**Goal of the exercise**
Your whole answer should be the number of lines in the material below that include the word "seemed".

**Records**
Issue #1418, opened 2015-10-18
Improve Tabs API


taion:
I'm consolidating a number of other issues here:
- [ ] Support dropdowns in tabs (#100)
- [ ] Do not mount hidden tabs (#129)
- [x] Tab panel disappears when switching between tabs quickly (#557)
- [x] Setting `href` on tab headers (#1332)
- [x] Tabs with no initially selected tab and animation don't work (#1352)
- [x] Allow setting `className` on `<nav>` element (#1405)
- [x] Allow setting `className` on individual nav items (#1456)

taion:
I think the way to go about this is to add a `Panes`/`Pane` pair of components, something that looks like:

```jsx
<Panes activeEventKey={2}>
  <Pane eventKey={1}>{content1}</Pane>
  <Pane eventKey={2}>{content2}</Pane>
  <Pane eventKey={3}>{content3}</Pane>
</Panes>
```

For the simple case, we can have `Tabs`/`Tab` (wondering if the old `TabbedArea`/`TabPane` names were better though...) wrap these components - probably even simplify it further by dropping the horizontal tabs support.

For the more complex cases with custom tabs, dropdowns, &c., just let users wire together a `Nav` and a `Panes` together themselves.

@jquense @mtscout6 This is a bit thematically similar to what you did with `Modal` and `Dropdown`. Do you think it'd be reasonable here?

jquense:
we already have Tab, which I assume maps to Pane above...I assume Panes is sort of some incrementally helpful thing between wiring a bunch of Tab's to a Nav, and using the `Tabs` component? I like that approach i think, the current api is pretty hands off in an unhelpful way, this seems like a good middle ground, I with naming wasn't so hard...renaming anything in tab API would suck since we already did that fairly recently

taion:
Yup that's the idea - so in the more complex scenarios you render a component with a `Nav` and a `Panes`, something like:

```jsx
onSelect = (e, eventKey) => {
  this.setState({activeEventKey: eventKey});
};

render() {
  const {activeEventKey} = this.state;

  return (
    <div>
      <Nav activeEventKey={activeEventKey} onSelect={this.onSelect}>
        {this.renderNavItems()}
      </Nav>
      <Panes activeEventKey={activeEventKey}>
        {this.renderPanes()}
      </Panes>
    </div>
  );
}
```

[...]

PR #1525, opened 2015-11-19
Add lower level Tab APIs

jquense:
not ready, but structurally sound. damn animations are brittle I hate them and I am tired of working on this right now.

also the way I hacked in a11y support with context, is terrifying, looking for alternatives


taion:
This looks really cool BTW. Will take a closer look over the weekend.

taion:
ref #1418

src/TabContainer.js
```diff
@@ -0,0 +1,87 @@
...
+    let ids = this._ids;
+    let old = ids[type].get(key);
+
+    if (old !== id) {
+      ids[type].set(key, id);
+      this._needsUpdate = true;
+    }
+
+    clearTimeout(this._timer);
+    this._timer = setTimeout(()=> {
```
taion: Why not put `ids` on `state`?

taion:
- It's a little odd to have the tab-specific stuff in `<Nav>`. If nothing else, probably we don't want the weight in bundles for users who aren't using `<Tabs>`? Maybe we need `<TabsNav>` or something... ick.
- That a11y support... we could just not support automatically setting `aria-labelledby` if the user is using his own `id`s on the `<NavItem>`s.

jquense:
yeah I felt that way about the tab stuff in Nav initially although as I did it,  it actually seemed like it is the right place. Nav is, in large part, there specifically for tabs (or similarly pills), it started to not feel weird the focus stuff was there. 

I am a bit ambivalent though to it, adding yet another Component also felt confusing. this seemed like the better tradeoff at the time. 

the a11y stuff is really ugly tho I am generally ok with that if it's not leaky, but I'm not sure it isn't :p

src/TabContainer.js
jquense: it was an attempt to not over render since it would fire for each tab pane. no other reason tho

taion: Well, `setState` would coalesce all of those anyway, no?

taion:
Hmm, on the `<Nav>`... I don't know... the navbar stuff is pretty lightweight, so it seems like it fits in nicely. The tab handling seems to have meaningful additional complexity.

The a11y stuff is a bit leaky, though, in that it won't work for server-side rendering, since the initial render won't pick up the custom `id`s. Do you use that feature? If not, I feel like the complexity and the SSR edge-casiness suggests that we might want to drop that bit.

jquense:
closing to reopen against the rc branch

Issue #1526, opened 2015-11-19
Cannot pass `style` and `className` to `react-overlays\Modal`


jesenko:
While `className` and `style` can be set for `container` and `backdrop`, they cannot be set for the `<div>` that contains them.

Setting these props seems to be enabled in `react-overlays\Modal`, however they are not passed on to the `BaseModal`; `className` and `style` are not explicitly listed in `react-overlays\Modal` `propTypes`, nor explicitly passed on. Not sure though which one of these two options would be more appropriate way to fix this...

taion:
The portal root isn't a React component - it's just a mount node and can't be styled that way anyway.

jesenko:
@taion Are you sure about this? Actually, the [bootstrap-overlay example](http://react-bootstrap.github.io/react-overlays/examples/#modals) uses this to set `z-index` of both modal and backdrop... I think that currently, rendered output for modal can be summarized as 
```
<div><!-- portal div, unstylable -->
  <div><!-- base modal div, stylable in react-overlay/Modal, currently unstylable in react-bootstrap -->
    <div><!-- modal backdrop, stylable in react-overlay and react-bootstrap --></div>
    <div><!-- modal container, stylable in react-overlay and react-bootstrap --></div>
  </div>
</div>
```
I have opened related PR that passes `wrapperClassName` and `wrapperStyle` to BaseModal (`className` is already passed to one of Modal children, so it cannot be used)

taion:
That's fine, but this is already handled by Bootstrap's CSS, no?

In general if you want to deeply customize your modals, we'd prefer you to use the react-overlays components directly, rather than massively expanding the API surface area of React-Bootstrap to offer that customizability.

jesenko:
As I needed this for overriding `z-index` for stacked modals, using [react-bootstrap-modal](https://github.com/jquense/react-bootstrap-modal) is probably a better way to go...

PR #1527, opened 2015-11-20
Pass wrapperStyle and wrapperClassName to react-overlay/Modal

jesenko:
Related to #1526.

### DIFF
--- a/src/Modal.js
+++ b/src/Modal.js
@@ -146,6 +146,8 @@ const Modal = React.createClass({
           this._wrapper = (ref && ref.refs.modal);
           this._backdrop = (ref && ref.refs.backdrop);
         }}
+        style={props.wrapperStyle}
+        className={props.wrapperClassName}
         onEntering={this._onShow}
         onExited={this._onHide}
         backdropClassName={classNames(tbsUtils.prefix(props, 'backdrop'), inClass)}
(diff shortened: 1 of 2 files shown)


taion:
This is failing on Lint.

I'm inclined against merging this - seems like at this point you're better off just using react-overlays directly. @jquense?

jesenko:
Fixed Lint error. I considered just using react-overlay directly, however I actually use all styling / functionality from bootstrap _except_ for setting `z-index` - bootstrap version does not handle stacked modals. Setting `z-index` on wrapper solves the issue.

Considering that `backdropClassName`/`backdropStyle` and `containerClassName`/`containerStyle` are already passed to underlying react-overlay Modal, would it not be more consistent to do the same for the wrapper?

jquense:
yeah...I'd like to hear the use case where you need 99% of the bootstrap model but also this hook. My thought is is the same, that if you need to style or add classes to the outer wrapping element that you might want to just use the raw Modal.

If you are looking for stackable modals: i'd use: https://github.com/jquense/react-bootstrap-modal

its a more complete solution to that.

jesenko:
@jquense Great, thanks for the link, I will try switching to `react-bootstrap-modal`, seems like an ideal match. I will close this PR/and related issue...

**Response box**
2